WORK ORDER:
Could you copy every line of the data that contains the word "both"?
Top of RECORDED INFORMATION
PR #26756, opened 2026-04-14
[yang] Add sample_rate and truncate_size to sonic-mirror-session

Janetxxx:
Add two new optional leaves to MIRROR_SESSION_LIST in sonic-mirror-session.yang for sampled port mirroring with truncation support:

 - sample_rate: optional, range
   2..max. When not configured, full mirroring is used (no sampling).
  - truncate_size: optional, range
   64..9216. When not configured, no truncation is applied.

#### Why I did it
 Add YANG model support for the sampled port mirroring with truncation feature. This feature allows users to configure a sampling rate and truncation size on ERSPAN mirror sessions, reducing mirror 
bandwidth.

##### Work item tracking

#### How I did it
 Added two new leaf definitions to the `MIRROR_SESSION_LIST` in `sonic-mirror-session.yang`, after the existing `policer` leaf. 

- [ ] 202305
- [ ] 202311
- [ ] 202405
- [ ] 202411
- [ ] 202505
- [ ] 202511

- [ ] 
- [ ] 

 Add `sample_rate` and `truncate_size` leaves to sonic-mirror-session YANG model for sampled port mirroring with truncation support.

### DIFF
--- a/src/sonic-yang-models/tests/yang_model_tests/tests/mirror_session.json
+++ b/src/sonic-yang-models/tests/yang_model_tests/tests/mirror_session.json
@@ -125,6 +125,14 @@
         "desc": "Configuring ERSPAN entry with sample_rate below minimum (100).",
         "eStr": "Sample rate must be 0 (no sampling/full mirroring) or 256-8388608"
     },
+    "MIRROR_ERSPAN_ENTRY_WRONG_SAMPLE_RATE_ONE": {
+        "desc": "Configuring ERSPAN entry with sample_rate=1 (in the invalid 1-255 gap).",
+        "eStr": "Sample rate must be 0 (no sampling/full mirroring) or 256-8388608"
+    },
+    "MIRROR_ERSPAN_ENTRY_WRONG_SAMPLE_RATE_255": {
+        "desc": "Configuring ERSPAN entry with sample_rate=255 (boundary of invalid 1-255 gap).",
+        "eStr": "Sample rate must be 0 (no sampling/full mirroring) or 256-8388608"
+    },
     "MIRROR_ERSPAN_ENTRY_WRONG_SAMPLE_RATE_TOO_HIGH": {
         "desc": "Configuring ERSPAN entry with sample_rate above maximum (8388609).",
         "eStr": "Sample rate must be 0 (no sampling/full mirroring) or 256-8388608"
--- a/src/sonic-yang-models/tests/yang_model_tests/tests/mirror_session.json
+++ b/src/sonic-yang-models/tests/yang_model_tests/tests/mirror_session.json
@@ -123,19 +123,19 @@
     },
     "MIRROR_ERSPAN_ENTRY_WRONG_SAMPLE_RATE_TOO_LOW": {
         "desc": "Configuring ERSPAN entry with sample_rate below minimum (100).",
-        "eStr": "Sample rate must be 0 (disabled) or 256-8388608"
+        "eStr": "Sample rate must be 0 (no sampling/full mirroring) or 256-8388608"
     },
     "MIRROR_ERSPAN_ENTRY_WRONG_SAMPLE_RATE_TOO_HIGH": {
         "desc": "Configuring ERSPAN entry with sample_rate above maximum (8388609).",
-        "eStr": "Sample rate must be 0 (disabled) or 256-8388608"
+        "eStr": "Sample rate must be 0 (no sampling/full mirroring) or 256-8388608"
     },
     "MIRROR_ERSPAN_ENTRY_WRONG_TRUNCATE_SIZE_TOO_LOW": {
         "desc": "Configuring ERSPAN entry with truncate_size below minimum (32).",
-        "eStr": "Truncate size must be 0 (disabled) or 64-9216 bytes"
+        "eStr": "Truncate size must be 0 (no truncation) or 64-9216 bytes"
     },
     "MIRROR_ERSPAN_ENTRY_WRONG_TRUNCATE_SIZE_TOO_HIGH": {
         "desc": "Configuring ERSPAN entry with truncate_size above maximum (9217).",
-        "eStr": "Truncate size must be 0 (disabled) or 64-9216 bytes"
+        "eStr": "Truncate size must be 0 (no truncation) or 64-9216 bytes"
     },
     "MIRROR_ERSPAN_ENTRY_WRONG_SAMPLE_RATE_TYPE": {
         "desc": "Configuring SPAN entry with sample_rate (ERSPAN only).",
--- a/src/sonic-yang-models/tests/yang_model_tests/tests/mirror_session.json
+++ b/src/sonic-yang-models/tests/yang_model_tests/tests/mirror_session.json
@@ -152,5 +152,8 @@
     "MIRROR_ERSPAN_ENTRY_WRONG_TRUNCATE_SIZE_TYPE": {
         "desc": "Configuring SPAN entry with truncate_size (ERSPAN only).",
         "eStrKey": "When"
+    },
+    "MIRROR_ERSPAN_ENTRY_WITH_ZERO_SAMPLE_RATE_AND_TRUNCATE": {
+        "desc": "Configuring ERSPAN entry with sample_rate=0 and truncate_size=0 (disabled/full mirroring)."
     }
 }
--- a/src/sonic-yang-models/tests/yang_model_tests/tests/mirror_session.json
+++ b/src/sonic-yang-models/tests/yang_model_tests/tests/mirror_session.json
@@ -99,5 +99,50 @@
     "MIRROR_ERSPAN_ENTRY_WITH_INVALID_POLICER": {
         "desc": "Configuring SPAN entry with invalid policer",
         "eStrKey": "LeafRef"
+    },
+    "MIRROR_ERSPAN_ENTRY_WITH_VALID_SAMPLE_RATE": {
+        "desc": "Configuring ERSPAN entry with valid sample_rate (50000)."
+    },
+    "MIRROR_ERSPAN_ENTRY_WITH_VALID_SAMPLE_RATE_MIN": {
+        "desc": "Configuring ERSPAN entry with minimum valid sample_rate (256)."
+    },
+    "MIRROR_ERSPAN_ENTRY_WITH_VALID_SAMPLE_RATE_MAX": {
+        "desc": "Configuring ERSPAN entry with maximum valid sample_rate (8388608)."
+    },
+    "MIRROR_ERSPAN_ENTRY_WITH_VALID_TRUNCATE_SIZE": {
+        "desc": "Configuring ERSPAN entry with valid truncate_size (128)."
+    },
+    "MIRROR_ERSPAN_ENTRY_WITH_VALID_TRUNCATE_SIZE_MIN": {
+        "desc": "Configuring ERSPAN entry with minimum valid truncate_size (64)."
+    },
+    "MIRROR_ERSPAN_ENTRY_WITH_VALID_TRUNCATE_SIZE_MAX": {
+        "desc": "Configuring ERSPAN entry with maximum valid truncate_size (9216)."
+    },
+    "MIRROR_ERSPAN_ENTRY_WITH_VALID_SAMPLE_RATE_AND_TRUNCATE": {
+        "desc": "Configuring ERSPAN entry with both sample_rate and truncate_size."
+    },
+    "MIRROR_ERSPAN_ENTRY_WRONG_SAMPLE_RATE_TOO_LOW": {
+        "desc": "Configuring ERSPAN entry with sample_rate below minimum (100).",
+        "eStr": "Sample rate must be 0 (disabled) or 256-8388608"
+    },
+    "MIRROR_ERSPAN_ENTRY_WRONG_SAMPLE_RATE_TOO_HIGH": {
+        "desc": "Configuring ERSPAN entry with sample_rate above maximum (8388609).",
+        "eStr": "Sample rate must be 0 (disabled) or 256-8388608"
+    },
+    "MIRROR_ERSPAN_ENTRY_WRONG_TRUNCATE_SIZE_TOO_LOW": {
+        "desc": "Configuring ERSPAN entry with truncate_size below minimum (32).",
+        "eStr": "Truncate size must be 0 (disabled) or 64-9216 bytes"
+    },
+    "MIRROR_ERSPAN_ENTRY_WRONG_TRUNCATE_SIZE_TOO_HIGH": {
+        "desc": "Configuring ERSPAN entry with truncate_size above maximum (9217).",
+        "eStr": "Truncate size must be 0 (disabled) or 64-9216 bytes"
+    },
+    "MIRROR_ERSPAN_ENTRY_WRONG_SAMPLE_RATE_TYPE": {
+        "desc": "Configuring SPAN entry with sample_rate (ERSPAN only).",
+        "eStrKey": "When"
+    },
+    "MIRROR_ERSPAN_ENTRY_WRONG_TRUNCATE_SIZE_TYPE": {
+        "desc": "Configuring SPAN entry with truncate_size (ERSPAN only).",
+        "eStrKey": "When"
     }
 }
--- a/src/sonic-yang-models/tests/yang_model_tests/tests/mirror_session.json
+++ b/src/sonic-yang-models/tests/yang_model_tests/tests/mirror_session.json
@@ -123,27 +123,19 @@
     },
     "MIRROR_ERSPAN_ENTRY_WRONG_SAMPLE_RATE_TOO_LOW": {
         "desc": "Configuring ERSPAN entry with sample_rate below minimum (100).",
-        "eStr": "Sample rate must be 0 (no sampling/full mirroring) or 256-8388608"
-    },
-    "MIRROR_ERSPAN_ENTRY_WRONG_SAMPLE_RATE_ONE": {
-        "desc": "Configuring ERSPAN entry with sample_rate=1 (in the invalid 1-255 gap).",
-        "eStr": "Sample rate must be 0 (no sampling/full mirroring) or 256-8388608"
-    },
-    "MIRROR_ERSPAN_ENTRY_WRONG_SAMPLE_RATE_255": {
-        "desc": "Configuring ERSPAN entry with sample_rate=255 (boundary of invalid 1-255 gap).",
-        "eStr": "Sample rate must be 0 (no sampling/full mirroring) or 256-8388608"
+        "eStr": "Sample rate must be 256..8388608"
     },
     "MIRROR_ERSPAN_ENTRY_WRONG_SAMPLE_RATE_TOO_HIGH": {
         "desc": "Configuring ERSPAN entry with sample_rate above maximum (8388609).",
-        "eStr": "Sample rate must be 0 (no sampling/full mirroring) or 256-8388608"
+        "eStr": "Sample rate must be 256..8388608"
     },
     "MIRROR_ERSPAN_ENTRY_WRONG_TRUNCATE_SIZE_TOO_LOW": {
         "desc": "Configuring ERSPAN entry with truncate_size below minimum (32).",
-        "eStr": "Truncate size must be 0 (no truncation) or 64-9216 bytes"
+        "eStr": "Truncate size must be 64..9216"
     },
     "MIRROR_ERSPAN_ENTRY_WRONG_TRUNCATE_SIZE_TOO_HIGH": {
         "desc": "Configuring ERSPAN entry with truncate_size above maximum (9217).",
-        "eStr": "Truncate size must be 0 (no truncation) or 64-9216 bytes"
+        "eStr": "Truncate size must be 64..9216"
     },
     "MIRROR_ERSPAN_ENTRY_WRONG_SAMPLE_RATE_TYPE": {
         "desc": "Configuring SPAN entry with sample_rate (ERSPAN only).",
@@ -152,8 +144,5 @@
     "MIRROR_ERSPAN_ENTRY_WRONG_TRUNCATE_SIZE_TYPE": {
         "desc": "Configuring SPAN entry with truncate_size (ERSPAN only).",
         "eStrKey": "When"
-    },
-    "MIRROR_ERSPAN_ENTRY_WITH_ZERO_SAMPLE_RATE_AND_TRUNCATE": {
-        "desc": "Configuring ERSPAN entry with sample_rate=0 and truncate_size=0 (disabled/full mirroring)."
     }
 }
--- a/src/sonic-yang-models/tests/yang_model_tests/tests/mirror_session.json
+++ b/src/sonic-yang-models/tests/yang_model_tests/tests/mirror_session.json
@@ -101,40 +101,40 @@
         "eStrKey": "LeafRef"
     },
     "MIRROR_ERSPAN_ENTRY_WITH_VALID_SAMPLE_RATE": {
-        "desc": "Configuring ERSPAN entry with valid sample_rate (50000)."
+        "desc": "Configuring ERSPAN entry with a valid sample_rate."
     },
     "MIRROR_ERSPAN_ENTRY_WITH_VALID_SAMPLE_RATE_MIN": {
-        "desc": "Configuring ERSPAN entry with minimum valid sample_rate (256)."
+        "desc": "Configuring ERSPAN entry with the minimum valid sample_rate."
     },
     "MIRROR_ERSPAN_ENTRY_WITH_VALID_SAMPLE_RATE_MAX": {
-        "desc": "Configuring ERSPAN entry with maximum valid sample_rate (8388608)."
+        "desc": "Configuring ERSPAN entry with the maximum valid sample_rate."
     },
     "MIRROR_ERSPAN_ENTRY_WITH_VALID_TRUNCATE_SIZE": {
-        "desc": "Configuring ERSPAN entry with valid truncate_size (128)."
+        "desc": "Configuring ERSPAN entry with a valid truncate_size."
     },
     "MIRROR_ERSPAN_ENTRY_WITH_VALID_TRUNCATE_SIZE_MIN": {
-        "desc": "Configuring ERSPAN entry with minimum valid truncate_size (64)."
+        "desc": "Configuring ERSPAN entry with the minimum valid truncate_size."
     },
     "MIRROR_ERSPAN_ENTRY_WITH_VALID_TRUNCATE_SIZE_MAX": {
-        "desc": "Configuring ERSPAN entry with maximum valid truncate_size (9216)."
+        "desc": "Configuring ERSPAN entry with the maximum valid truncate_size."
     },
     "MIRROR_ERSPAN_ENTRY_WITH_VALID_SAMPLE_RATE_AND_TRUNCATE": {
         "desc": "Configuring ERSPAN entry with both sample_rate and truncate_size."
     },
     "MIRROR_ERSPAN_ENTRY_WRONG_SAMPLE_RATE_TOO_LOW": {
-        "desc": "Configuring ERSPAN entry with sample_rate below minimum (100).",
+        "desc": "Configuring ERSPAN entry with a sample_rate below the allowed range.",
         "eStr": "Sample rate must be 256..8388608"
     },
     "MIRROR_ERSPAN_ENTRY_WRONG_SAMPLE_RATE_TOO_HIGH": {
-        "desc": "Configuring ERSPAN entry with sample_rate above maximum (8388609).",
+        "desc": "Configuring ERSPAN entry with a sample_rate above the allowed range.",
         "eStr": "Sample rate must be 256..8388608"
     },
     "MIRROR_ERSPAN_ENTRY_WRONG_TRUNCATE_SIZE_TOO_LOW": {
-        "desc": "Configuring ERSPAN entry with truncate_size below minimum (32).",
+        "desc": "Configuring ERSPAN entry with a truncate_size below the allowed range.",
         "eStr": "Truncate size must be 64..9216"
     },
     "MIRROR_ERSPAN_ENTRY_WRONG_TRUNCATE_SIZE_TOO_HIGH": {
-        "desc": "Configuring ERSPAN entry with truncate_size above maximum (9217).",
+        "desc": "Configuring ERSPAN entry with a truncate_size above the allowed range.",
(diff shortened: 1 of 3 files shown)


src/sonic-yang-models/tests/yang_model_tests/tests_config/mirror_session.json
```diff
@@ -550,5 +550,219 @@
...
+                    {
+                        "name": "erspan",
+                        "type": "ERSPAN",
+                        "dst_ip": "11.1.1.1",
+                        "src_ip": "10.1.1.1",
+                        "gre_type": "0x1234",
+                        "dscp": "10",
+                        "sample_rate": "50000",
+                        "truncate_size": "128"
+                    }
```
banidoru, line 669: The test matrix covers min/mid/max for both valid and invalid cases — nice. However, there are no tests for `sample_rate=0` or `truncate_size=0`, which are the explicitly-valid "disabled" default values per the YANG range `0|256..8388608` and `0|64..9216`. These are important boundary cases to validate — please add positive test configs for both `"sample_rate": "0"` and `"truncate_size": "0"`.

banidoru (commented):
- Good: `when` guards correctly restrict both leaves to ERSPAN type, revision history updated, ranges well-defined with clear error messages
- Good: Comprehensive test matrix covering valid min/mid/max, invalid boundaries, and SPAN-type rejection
Bottom of RECORDED INFORMATION
RESULT FOR THIS EXERCISE:
+        "desc": "Configuring ERSPAN entry with both sample_rate and truncate_size."
         "desc": "Configuring ERSPAN entry with both sample_rate and truncate_size."
banidoru, line 669: The test matrix covers min/mid/max for both valid and invalid cases — nice. However, there are no tests for `sample_rate=0` or `truncate_size=0`, which are the explicitly-valid "disabled" default values per the YANG range `0|256..8388608` and `0|64..9216`. These are important boundary cases to validate — please add positive test configs for both `"sample_rate": "0"` and `"truncate_size": "0"`.
- Good: `when` guards correctly restrict both leaves to ERSPAN type, revision history updated, ranges well-defined with clear error messages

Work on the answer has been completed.